偶然居合わせたPasta-ENZOで、突然、ライブが始まりました。
ギター一本、少しハスキーで低く、渋い声の持ち主。
それがCornel。
水木くんとの付き合いはそれからです。
あの日、ミュージシャン、Cornel(コーネル)としての彼の歌に心を動かされたのをいまだに覚えています。
この度、初めて水木くんと、さしで飲む機会に恵まれました。
彼の歌&ウェブマガジン、CENTRO(セントロ)に共通して言えることですが、
「粋」だけど「等身大」
という感じがして、すごく好感が持てます。
インタビューのこの日、彼と話しをしている中で、彼の魅力のなぞが少しだけ解けました。
昔、10年くらい前にユナイテッド・フューチャー・オーガニゼーション在籍時の松浦俊夫さんに、あまりにも松浦さんがかっこいいのでメールを出したそうです。
「男の先輩として、松浦さんのように男前になるにはどうしたらいいですか?みたいなヤボな質問したんですよ。

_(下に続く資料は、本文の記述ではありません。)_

PR #60, opened 2020-11-09
Par-fields: added Pref and Uref fields

PerninGuillaume:

Added Pref and Uref fields in par file, but need to know if they should be added to the writeGenerator function too.

Changed the reference of Load_P0Pu and load_Q0Pu

### DIFF
--- a/sources/Outputs/src/Par.cpp
+++ b/sources/Outputs/src/Par.cpp
@@ -166,6 +166,8 @@ Par::writeGenerator(const algo::GeneratorDefinition& def, const std::string& bas
   set->addReference(helper::buildReference("generator_Q0Pu", "q_pu", "DOUBLE"));
   set->addReference(helper::buildReference("generator_U0Pu", "v_pu", "DOUBLE"));
   set->addReference(helper::buildReference("generator_UPhase0", "angle_pu", "DOUBLE"));
+  set->addReference(helper::buildReference("generator_Pref0Pu", "targetP_pu", "DOUBLE"));
+  set->addReference(helper::buildReference("generator_Uref0Pu", "targetV_pu", "DOUBLE"));
 
   return set;
 }
--- a/sources/Outputs/src/Par.cpp
+++ b/sources/Outputs/src/Par.cpp
@@ -86,6 +86,8 @@ Par::updateSignalNGenerator(boost::shared_ptr<parameters::ParametersSet> set) {
   set->addReference(helper::buildReference("generator_Q0Pu", "q_pu", "DOUBLE"));
   set->addReference(helper::buildReference("generator_U0Pu", "v_pu", "DOUBLE"));
   set->addReference(helper::buildReference("generator_UPhase0", "angle_pu", "DOUBLE"));
+  set->addReference(helper::buildReference("generator_Pref0Pu", "targetP_pu", "DOUBLE"));
+  set->addReference(helper::buildReference("generator_Uref0Pu", "targetV_pu", "DOUBLE"));
 }
 
 std::vector<boost::shared_ptr<parameters::ParametersSet>>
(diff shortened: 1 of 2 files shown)


cossartque (approved):

sources/Outputs/src/Par.cpp
```diff
@@ -86,6 +86,8 @@ Par::updateSignalNGenerator(boost::shared_ptr<parameters::ParametersSet> set) {
   set->addReference(helper::buildReference("generator_Q0Pu", "q_pu", "DOUBLE"));
   set->addReference(helper::buildReference("generator_U0Pu", "v_pu", "DOUBLE"));
   set->addReference(helper::buildReference("generator_UPhase0", "angle_pu", "DOUBLE"));
+  set->addReference(helper::buildReference("generator_Pref0Pu", "targetP_pu", "DOUBLE"));
+  set->addReference(helper::buildReference("generator_Uref0Pu", "targetV_pu", "DOUBLE"));
```
marcochiaramello, line 90: Pref0Pu and Uref0Pu should be added also in writeGenerator function

marcochiaramello (changes requested):

sources/Outputs/src/Par.cpp
```diff
@@ -86,6 +86,8 @@ Par::updateSignalNGenerator(boost::shared_ptr<parameters::ParametersSet> set) {
   set->addReference(helper::buildReference("generator_Q0Pu", "q_pu", "DOUBLE"));
   set->addReference(helper::buildReference("generator_U0Pu", "v_pu", "DOUBLE"));
   set->addReference(helper::buildReference("generator_UPhase0", "angle_pu", "DOUBLE"));
+  set->addReference(helper::buildReference("generator_Pref0Pu", "targetP_pu", "DOUBLE"));
```
lecourtoisflo, line 89: Does it have an impact on results of the simulation (MAIN tests) ? If not add a main test that is relevant for these changes

lecourtoisflo (changes requested):

sources/Outputs/src/Par.cpp
PerninGuillaume: In the result TestPar.par the line
`<reference type="DOUBLE" name="generator_Pref0Pu" origData="IIDM" origName="targetP_pu"/>`
was added, is it enough ?

marcochiaramello: Uref0Pu should be there too, I think

PerninGuillaume: Yes it is also here
`<reference type="DOUBLE" name="generator_Uref0Pu" origData="IIDM" origName="targetV_pu"/>`

lecourtoisflo: I was talking about the IIDM output for the whole simulation, performed in MAIN tests. I don't know exactly whet is the rational for the modification but if it corresponds to a functionnality, it should be checked in unit test and an TNR (MAIN tests) should cover it.

PerninGuillaume: @marcochiaramello Does this PR introduces change that are worth to be tested in an integration test ? That's what florent meant in these comments.
If so, could you provide an iidm that could be used for this test ?

sources/Outputs/src/Par.cpp
cossartque: Same remark as Marco

cossartque (approved):

sources/Outputs/src/Par.cpp
PerninGuillaume: This has been corrected in a recent commit

cossartque: I saw it just after my comment, my bad!

PerninGuillaume: No problem

rosiereflo (approved):

marcochiaramello (approved):

sources/Outputs/src/Par.cpp
rosiereflo: Was this point solved?

marcochiaramello: In my memories yes, @PerninGuillaume do you confirm?

PerninGuillaume: Yes

lecourtoisflo (approved):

」
と彼がはにかみながら語っていました。
その質問に松浦さんはビシっとメールを返してくれたそうです。
「等身大を踏まえた背伸び」
だと。
彼と話しをしていると、正にその男前を前にしているような感覚に陥ります。
近々、ミュージシャンCornelとして、CDデビューも決定しているようです。
新たに動き出したHiroshima Web Magazine CENTROと共に、彼の今後の活躍に期待したいと思います。